In the material below, find the line that contains "--- a/script/tool/CHANGELOG.md" and the line that contains "hand-formatting (e.g. files", then write out exactly those two lines and everything between them.

[EXERCISE INPUTS]:
- - - - - - -

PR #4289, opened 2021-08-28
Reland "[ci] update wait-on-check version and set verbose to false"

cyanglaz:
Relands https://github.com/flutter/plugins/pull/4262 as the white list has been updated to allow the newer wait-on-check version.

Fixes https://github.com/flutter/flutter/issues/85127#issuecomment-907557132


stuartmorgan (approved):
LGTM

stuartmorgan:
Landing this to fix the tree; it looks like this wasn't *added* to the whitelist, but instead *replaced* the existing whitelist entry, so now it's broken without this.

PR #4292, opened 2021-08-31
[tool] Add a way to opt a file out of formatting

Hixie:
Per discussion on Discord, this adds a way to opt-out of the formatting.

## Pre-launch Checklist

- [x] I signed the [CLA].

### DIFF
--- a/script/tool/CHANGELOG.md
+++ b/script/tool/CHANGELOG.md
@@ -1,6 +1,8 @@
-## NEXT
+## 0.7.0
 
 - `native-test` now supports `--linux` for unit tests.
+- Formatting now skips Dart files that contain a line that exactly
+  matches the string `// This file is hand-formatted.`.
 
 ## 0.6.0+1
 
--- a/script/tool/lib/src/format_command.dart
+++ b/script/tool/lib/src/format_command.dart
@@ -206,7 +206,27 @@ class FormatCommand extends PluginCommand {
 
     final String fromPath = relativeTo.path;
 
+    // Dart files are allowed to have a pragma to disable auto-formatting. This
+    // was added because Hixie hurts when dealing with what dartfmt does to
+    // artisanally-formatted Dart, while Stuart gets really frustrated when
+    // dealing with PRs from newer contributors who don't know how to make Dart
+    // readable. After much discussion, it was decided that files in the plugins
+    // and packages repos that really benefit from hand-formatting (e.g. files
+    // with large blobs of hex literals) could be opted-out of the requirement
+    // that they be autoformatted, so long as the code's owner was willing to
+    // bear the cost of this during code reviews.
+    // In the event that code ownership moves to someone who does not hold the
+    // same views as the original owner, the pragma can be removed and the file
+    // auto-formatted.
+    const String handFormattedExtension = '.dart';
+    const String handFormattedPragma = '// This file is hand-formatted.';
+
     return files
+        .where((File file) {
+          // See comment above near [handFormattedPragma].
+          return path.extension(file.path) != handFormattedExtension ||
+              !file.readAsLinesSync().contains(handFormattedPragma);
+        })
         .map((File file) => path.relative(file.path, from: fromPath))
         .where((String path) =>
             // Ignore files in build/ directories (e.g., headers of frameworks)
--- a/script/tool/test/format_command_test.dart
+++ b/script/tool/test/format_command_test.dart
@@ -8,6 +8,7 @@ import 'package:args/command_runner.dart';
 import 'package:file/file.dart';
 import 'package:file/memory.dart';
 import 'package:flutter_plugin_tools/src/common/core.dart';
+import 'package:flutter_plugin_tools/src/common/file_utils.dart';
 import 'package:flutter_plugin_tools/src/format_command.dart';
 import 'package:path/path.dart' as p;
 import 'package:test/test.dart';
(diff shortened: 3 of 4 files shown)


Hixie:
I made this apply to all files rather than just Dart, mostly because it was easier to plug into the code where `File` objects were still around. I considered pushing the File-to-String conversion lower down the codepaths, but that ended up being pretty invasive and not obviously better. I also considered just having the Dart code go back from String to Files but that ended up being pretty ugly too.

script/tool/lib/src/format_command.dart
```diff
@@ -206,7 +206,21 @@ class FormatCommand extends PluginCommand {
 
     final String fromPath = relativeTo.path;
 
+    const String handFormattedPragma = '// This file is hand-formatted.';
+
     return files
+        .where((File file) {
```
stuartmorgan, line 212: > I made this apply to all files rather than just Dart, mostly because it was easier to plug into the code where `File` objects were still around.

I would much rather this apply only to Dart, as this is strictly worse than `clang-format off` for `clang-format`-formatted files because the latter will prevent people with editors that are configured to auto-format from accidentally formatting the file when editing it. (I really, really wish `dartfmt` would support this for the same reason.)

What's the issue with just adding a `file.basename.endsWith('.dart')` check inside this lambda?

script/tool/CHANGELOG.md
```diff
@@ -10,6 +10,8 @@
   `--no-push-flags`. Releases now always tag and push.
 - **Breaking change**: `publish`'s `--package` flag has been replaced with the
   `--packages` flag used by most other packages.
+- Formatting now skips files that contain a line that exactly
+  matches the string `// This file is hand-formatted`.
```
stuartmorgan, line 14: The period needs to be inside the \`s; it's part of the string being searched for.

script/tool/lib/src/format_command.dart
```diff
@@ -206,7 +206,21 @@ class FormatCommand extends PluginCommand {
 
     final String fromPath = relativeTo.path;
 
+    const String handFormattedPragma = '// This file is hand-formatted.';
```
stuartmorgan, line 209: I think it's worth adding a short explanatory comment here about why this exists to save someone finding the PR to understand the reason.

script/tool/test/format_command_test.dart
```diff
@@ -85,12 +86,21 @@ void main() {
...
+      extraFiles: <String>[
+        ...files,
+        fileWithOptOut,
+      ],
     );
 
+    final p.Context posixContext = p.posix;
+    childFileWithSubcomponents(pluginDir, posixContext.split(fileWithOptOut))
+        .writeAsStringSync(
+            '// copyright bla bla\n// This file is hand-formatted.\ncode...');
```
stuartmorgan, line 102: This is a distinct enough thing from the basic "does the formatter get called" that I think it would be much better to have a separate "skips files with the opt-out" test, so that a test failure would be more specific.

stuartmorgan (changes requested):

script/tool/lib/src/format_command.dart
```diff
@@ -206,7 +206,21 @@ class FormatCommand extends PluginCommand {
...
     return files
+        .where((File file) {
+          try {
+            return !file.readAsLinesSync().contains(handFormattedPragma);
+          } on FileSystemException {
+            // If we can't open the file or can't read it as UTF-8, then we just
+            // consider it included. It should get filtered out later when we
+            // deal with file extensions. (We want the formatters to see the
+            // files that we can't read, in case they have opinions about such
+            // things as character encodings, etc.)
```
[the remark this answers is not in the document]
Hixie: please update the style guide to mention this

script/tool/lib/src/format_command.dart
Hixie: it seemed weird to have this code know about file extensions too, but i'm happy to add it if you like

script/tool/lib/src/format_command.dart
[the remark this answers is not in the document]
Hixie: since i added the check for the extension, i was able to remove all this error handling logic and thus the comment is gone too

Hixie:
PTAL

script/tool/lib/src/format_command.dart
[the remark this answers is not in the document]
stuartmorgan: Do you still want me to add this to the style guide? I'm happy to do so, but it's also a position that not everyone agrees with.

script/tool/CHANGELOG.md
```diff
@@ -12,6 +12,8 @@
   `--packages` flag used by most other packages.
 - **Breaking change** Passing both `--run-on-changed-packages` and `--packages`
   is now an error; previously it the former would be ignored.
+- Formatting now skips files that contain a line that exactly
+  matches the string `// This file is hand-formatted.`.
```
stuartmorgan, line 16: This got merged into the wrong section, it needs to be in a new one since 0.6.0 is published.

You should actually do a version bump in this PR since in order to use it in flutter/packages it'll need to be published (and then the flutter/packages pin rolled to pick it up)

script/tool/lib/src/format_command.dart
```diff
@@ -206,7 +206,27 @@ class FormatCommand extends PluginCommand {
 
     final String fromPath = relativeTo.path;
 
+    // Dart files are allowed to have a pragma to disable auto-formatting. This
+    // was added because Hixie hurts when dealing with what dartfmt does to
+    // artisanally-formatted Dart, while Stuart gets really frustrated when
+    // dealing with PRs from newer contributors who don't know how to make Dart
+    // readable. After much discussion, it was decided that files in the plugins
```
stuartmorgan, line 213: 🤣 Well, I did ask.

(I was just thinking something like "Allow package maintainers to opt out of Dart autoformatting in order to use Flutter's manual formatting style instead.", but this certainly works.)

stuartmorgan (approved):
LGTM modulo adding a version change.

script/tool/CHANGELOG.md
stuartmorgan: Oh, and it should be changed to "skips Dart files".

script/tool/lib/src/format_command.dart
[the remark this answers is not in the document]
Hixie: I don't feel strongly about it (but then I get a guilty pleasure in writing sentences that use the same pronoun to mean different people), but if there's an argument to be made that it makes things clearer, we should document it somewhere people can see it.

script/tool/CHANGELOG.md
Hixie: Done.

- - - - - - -

[SOLVED PROBLEM]:
--- a/script/tool/CHANGELOG.md
+++ b/script/tool/CHANGELOG.md
@@ -1,6 +1,8 @@
-## NEXT
+## 0.7.0
 
 - `native-test` now supports `--linux` for unit tests.
+- Formatting now skips Dart files that contain a line that exactly
+  matches the string `// This file is hand-formatted.`.
 
 ## 0.6.0+1
 
--- a/script/tool/lib/src/format_command.dart
+++ b/script/tool/lib/src/format_command.dart
@@ -206,7 +206,27 @@ class FormatCommand extends PluginCommand {
 
     final String fromPath = relativeTo.path;
 
+    // Dart files are allowed to have a pragma to disable auto-formatting. This
+    // was added because Hixie hurts when dealing with what dartfmt does to
+    // artisanally-formatted Dart, while Stuart gets really frustrated when
+    // dealing with PRs from newer contributors who don't know how to make Dart
+    // readable. After much discussion, it was decided that files in the plugins
+    // and packages repos that really benefit from hand-formatting (e.g. files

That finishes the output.